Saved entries

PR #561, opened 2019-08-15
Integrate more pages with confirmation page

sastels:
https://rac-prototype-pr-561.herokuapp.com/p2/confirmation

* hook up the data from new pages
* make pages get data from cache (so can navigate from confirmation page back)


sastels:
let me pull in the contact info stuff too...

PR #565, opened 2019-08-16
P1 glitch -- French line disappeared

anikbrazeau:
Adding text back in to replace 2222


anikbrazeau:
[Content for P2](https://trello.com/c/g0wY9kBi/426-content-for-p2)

---

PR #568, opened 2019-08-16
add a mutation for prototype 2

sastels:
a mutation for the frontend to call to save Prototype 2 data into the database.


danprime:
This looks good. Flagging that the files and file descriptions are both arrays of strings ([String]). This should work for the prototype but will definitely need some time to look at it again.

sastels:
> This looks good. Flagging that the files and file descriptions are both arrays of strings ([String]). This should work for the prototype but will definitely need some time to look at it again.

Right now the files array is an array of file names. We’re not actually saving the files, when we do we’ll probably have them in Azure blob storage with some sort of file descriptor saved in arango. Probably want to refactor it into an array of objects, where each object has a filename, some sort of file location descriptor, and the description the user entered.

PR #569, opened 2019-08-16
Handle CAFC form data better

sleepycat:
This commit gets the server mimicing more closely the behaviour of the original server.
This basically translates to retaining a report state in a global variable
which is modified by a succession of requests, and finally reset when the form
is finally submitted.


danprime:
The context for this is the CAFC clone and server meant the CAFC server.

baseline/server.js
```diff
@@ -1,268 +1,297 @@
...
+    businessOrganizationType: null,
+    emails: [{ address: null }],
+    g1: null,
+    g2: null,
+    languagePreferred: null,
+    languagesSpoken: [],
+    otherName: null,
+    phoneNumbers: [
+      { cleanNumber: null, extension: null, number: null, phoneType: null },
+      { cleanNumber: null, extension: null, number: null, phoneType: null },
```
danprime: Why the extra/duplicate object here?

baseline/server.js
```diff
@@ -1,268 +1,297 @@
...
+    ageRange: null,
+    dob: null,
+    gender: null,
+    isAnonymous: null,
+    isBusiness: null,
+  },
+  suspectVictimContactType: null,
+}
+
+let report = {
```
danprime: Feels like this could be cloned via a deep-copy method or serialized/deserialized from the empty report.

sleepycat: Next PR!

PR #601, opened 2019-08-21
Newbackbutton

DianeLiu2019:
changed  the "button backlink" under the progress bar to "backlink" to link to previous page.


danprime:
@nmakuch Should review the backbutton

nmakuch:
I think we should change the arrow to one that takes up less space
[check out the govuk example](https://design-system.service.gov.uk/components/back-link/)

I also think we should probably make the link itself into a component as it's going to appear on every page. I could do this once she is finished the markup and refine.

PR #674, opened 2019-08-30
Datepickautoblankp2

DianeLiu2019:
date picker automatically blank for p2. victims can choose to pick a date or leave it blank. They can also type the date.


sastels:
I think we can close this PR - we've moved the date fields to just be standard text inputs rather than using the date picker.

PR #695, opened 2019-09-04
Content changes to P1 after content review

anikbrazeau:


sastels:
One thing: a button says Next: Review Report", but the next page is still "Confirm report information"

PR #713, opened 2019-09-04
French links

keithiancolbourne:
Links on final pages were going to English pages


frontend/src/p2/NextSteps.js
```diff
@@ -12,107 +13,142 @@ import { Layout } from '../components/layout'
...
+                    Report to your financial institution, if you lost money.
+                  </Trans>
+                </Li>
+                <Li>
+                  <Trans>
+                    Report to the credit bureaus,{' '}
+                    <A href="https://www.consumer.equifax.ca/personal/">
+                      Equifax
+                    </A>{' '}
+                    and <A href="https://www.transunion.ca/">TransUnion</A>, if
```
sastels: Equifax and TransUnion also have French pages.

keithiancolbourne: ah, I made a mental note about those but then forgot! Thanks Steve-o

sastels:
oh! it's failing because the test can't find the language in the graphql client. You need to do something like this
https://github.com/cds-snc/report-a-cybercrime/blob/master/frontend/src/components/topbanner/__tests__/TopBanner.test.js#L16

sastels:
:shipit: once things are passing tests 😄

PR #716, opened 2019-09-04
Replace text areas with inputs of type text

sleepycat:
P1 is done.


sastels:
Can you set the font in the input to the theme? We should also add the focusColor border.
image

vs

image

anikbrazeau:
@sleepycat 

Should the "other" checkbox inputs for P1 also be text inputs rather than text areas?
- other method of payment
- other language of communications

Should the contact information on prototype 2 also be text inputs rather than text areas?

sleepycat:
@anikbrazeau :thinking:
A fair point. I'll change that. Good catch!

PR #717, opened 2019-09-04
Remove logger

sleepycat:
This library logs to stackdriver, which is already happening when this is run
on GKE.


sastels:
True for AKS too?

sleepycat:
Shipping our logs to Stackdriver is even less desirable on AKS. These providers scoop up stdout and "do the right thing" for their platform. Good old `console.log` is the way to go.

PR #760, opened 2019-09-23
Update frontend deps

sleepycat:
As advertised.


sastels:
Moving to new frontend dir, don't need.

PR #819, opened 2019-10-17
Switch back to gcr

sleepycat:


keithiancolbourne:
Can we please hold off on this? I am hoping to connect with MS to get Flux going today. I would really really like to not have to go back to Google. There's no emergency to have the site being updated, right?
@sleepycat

Description of the task: Return each line above where the word "more" shows up.

Output for this task:
Integrate more pages with confirmation page
This commit gets the server mimicing more closely the behaviour of the original server.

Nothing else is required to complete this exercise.